1. A method for preparing Nb-Si based alloy powder by hydrogenation and dehydrogenation, comprising the steps of:

s1, proportioning, namely weighing Nb, si, ti, al, cr, hf, sc pure metal raw materials according to the proportion of the components;

s2, smelting, namely putting the weighed raw materials into a smelting furnace for smelting to obtain Nb-Si-based alloy ingots with uniform components;

s3, hydrogenation, namely placing the Nb-Si-based alloy cast ingot into a hydrogenation dehydrogenation furnace, vacuumizing, raising the furnace temperature to the hydrogenation temperature, introducing hydrogen into the furnace body to the hydrogenation pressure, and preserving heat; obtaining hydrogenated-cracked Nb-Si-based alloy;

s4, crushing, namely crushing and screening the hydrogenated Nb-Si-based alloy to obtain hydrogenated alloy powder;

s5, dehydrogenation, namely carrying out vacuum high-temperature dehydrogenation on the hydrogenated alloy powder in a hydrogenation and dehydrogenation furnace to obtain Nb-Si-based dehydrogenated alloy powder;

in the S1, the atomic percentage content ratio of Nb, si, ti, al, cr, hf, sc is Nb-16Si-24Ti-2Al-2Hf-2Cr-0.3Sc;

in the step S3, the hydrogenation and dehydrogenation furnace is vacuumized to 5 multiplied by 10 ^-3 Pa, the hydrogenation temperature is 200-300 ℃, and the heating rate is 5-10 ℃/min;

in the step S3, the hydrogenation pressure is 2.5-3.5MPa, and the heat preservation time is 1-2h.

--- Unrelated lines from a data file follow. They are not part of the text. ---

PR #258, opened 2021-09-14
fix: variable name confusion

LiKang6688:
Screenshot 2021-08-24 at 15 10 13

`selState && selState.rows.length > 0;` to check if you have unconfirmed selections, so one or more cells are selected but not confirmed yet.

I feel it have the same meaning with selectionsAPI.isModal(), but selectionsAPI is a react hook and can't be used in regular JavaScript functions..

### DIFF
--- a/src/table/cells/handle-key-press.js
+++ b/src/table/cells/handle-key-press.js
@@ -18,17 +18,18 @@ export const updatePage = (evt, totalRowSize, page, rowsPerPage, handleChangePag
 
 export const arrowKeysNavigation = (evt, rowAndColumnCount, cellCoord, selState) => {
   let [nextRow, nextCol] = cellCoord;
-  const isSelectedTable = selState && selState.rows.length > 0;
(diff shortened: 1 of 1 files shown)


a-m-dev (approved):
looks fine 👌

src/table/cells/handle-key-press.js
```diff
@@ -18,17 +18,18 @@ export const updatePage = (evt, totalRowSize, page, rowsPerPage, handleChangePag
 
 export const arrowKeysNavigation = (evt, rowAndColumnCount, cellCoord, selState) => {
   let [nextRow, nextCol] = cellCoord;
-  const isSelectedTable = selState && selState.rows.length > 0;
+  // check if you have unconfirmed selections, so one or more cells are selected but not confirmed yet.
+  const isUnconfirmedSelection = selState && selState.rows.length > 0;
```
haxxmaxx, line 22: I think the correct terminology is `hasUnconfirmedSelection`

LiKang6688: Better! Thanks. updated.

PR #262, opened 2021-09-15
fix: select style

LiKang6688:
head:
Screenshot 2021-09-15 at 20 24 00

fixed:
Screenshot 2021-09-15 at 20 19 53


haxxmaxx:
I mean it is still good if we fix this, just that it should be done in `mui-setup` instead.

2. A method for producing Nb-Si based alloy powder using hydrogenation and dehydrogenation according to claim 1, wherein: in the step S1, before the raw materials are weighed, the raw materials are placed into acetone and absolute ethyl alcohol for ultrasonic cleaning.

3. A method for producing Nb-Si based alloy powder using hydrogenation and dehydrogenation according to claim 1, wherein: in the step S2, the raw materials are put into a vacuum non-consumable electric arc furnace for smelting, and the smelting is repeated for 5-6 times.

4. A method for producing Nb-Si based alloy powder using hydrogenation and dehydrogenation according to claim 1, wherein: in S4, the particle size of the hydrogenated alloy powder is 45-105 mu m.

5. A method for producing Nb-Si based alloy powder using hydrogenation and dehydrogenation according to claim 1, wherein: in the step S5, the vacuum degree of dehydrogenation is 5 multiplied by 10 ^-3 Pa, dehydrogenation temperature is 600-800 ℃, and dehydrogenation time is 2h.